Die Garderobiere erhob abwehrend ihre rundlichen Arme und Hände.
»Ick versteh schon, wo druff se rauswoll'n, Herr Kommissar, aber ick weeß doch nich ... Stellen Se sich doch det mal vor, in was for'ne Angst ick jeschwebt habe! ... den Schreck! ... Ick dachte doch, et jet nu los, det Abjemurkse, un sah mir schon mit abjeschnittenen Kopp in de Stube rumfejen ...«
Auf den Gesichtern der Anwesenden erschien ein Lächeln. Die Frau sah es, ließ sich dadurch aber nicht irremachen.
»Ja, ja, Sie haben jut lachen, meine Herrens, aber ick, ick bin 'ne alleinstehende Frau un det Fräulein det is ooch jrade keen jroßer Schutz vor mir!«
»Na, was tat er nun, der Mann, wie er Sie beide sah?« fragte Dr. Splittericht.
»Er sagte: »Jehen Sie! un schob mir raus aus det Zimmer.
»Und das haben Sie sich ruhig gefallen lassen?«
»Na, wat soll ick'n machen? ... Wie ick mir rumdrehe, da steht Fräulein Ilona hinter mir, wie 'n Jeist so blaß un verfarben und wie ick se jrade noch ansehen wollte, da war ick ooch schon draußen!«
»Aber dabei müssen Sie sich doch den Mann angesehen haben!«
»Na wat soll ick Ihnen denn nu immer wieder sagen: nee, ick hab'n mir nich anjesehen! ... Ick war froh, wie ick draußen war! ... Det is doch keene Anjenehmlichkeit nich mit son Verbrecher in eene Stube!« ...
»Und nun warteten Sie draußen?«
»Ja, ick habe jehorcht! ... Ick scheniere mir jarnich, det ick det sage!«
»Na, da hörten Sie doch, was drin gesprochen wurde?«
»Jeheert hab ick et woll, aber nich vastanden!«
»Wieso?
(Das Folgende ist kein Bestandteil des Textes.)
PR #2037, opened 2022-07-02
v8-compile-cache for (slightly) faster load times

djtech-dev:
This pull requests introduces [`v8-compile-cache`](https://github.com/zertosh/v8-compile-cache), a small library that speed up instantiation time using V8's code cache system.
At the moment, `v8-compile-cache` is integrated in `js/default.js` and `main/main.js`.
If needed, `require('v8-compile-cache);` can be used in other modules if they need a (little) speed up.

### DIFF
--- a/js/default.js
+++ b/js/default.js
@@ -1,3 +1,5 @@
+require("v8-compile-cache");
+
 window.globalArgs = {}
 
 process.argv.forEach(function (arg) {
--- a/main/main.js
+++ b/main/main.js
@@ -1,3 +1,5 @@
+require("v8-compile-cache");
+
 const electron = require('electron')
 const fs = require('fs')
 const path = require('path')
--- a/package.json
+++ b/package.json
@@ -39,7 +39,8 @@
     "pdfjs-dist": "2.12.313",
     "regedit": "^3.0.3",
     "stemmer": "^1.0.5",
-    "string_score": "^0.1.22"
+    "string_score": "^0.1.22",
+    "v8-compile-cache": "^2.3.0"
   },
   "devDependencies": {
     "archiver": "^4.0.1",


djtech-dev:
This pull request got expanded, beacuse now it also adds (experimental) Widevine support for websites like Netflix or Spotify.

## How does it work?
If possible, Min will load the Widevine libraries from an installed instance of Google Chrome and it will load it with Electron.

## Why does it use this method?
The main three reasons are:
- This is the easiest way without a license
- This is used by the [Electron.js doc](https://www.electronjs.org/docs/v14-x-y/tutorial/testing-widevine-cdm) itself 
- This is also used by some Kodi extensions for playing multimedia content protected by Widevine

## On which platform does it work?
The code support Linux, Windows and MacOS, for x86 both for 32 and 64bits, but this support for the DRM requires testing on all of the platforms.
In the feature, I hope that support for MacOS on Apple Silicon could be implemented (I use Linux, so I can't test it).

## Why is this one big pull request and not two?
Beacuse with this pull requests all the dependencies for the project got updated to the latest version, resolving many security and compatibility issues, so both the changes are tested with this new project update.

PalmerAL:
Have you measured this before/after to see if it's faster? The reason I ask is that for `main.js`, the amount of code loaded is pretty small, so I wouldn't expect caching to make much difference. For `default.js` (which is fairly large), Electron should have code caching enabled already: https://www.electronjs.org/docs/latest/api/browser-window#new-browserwindowoptions (see "v8CacheOptions").

For Widevine - I don't understand the licensing well enough to know what's permissible or not at the moment. In order to avoid potential issues, I think it's best not to support that. Sorry.

djtech-dev:
Hi.

I've checked, and Electron.js does (by default) use code caching.
For Widevine, I understand the possibility for legal issue.

I'll close this PR, but I will chec the Widevine License/ToS for checking if is possible to embed the DRM (legally).

djtech-dev:
In the PR I also update the dependencies for the project; if you wish, I can make another PR with just the updates. (see `package.json` from [this commit](https://github.com/minbrowser/min/pull/2037/commits/636f633a202091571f569be38b90928c8a118daa))

I also fixed a bug that blocked the use of SharedArrayBuffers (without this API sites like Google Earth can't run) in [this pull request](https://github.com/minbrowser/min/pull/2038)

PR #2063, opened 2022-08-01
Enable pinch zoom for webpages

PalmerAL:


GGIEnrike:
I'm genuinely impressed by the user experience of this browser after FIVE YEARS of development. And how two lines of code aren't getting merged for so long already. Definitely not using it anytime soon! It seems that my small efforts in creating my own browser also with electron are already much farther progressed in some of the most essential aspects. (I started the project before finding Min, so don't think that I have somehow based my idea on this project. I looked for some sort of a browser base to base my "dream browser" off of, probably thinking of using the chromium directly, with C++ at that time. And it actually was the [Wexond Browser Base](https://github.com/wexond/browser-base) that I found and got inspired/guided.)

Sprachen sie so leise?«
»Nee, janz laut, man bloß in 'ne ausländische Sprache ...«
»In welcher denn?«
»Na, det weeß ick doch eben nich! Ick spreche Deitsch un Berlinisch, det is allens! ... Wie soll ick'n det vastehn?? ... Ick bin in de Pantinenschule jejangen, wie ick kleen war, da lernt man keene sone fremden Sprachen nich! ...«
»Aber er kam doch wieder heraus, der Mann ... Da hätten Sie ihn doch eigentlich sehen müssen?!«
»Müssen? Wat heeßt müssen? Mit eenmal jing die Tiere uff, mit son Ruck, det ick beinah hinteniber floch, un da war er ooch schon wieder bei mir vorbei, immer den Aaltopp vor de Nase jehalten, det ick ihm nich sehen sollte ... Un denn kiekt ick doch ooch man jleich nach meen Fräulein! – – Wat jeht mir denn der Kerl an? ... Ick sage Ihnen, der war wech, wie der leibhaftige Deibel! ... un wissen Se, Herr Kommissar, so hat er ooch ausjesehn! Ick hab nachher noch driber nachjedacht, da dacht' ick, et war am Ende wirklich sowat Ibernatürlichet!«
»Wie kamen Sie denn dazu, so etwas zu glauben?«
»Na so, Herr Kommissar ... un denn, wissen Se, wie ick nachher wieder drin war bei Fräulein Ilona, bei's Ankleiden, da fragt' ick ihr doch ... Und wissen Se, wat se da sagt? – Ick soll doch nich sone dummen Redensarten machen! sagt se, es wäre ja ieberhaupt keener nich dajewesen! ... Na, da dacht ick, nu schlägt's aber dreizehn! ...«
»Was sagten Sie denn darauf?« fragte der Kommissar dazwischen.
»Ja, wat soll ick denn gesagt haben dadruff? ... Ick bin stille jewesen! ... Bei's Theater jewehnt man sich an manches, Herr Kommissar! Da heißt's: Halt's Maul un sing de Wacht am Rhein, wenn de lange beibleiben willst!«
Der Kommissar nickte freundlich.
»Ich denke, wir entlassen Frau Weißgerber jetzt ... Ich werde Sie ja wohl später noch einmal vernehmen. Vorläufig danke ich Ihnen! Und schicken Sie uns gleich den Logenschließer Bauke!«
Der kam, ein weißköpfiger Alter und offenbar keine Geistesleuchte, vielleicht hatte er auch kein ganz reines Gewissen. Jedenfalls wußte er weiter nichts, als daß ein elegant gekleideter Herr ihn mit einem Briefe an Fräulein Sebraczety geschickt hätte. Wie jener es fertig bekommen hätte, in den doch stets verschlossenen Bühnenraum und so nach der Garderobe des Fräulein Sebraczety zu gelangen, dafür konnte oder wollte der Alte keine Erklärung geben.
Dr. Splittericht fragte und mühte sich noch mit ihm, als das Telephon ging und Graf Zeinfeld an den Fernsprecher gerufen wurde.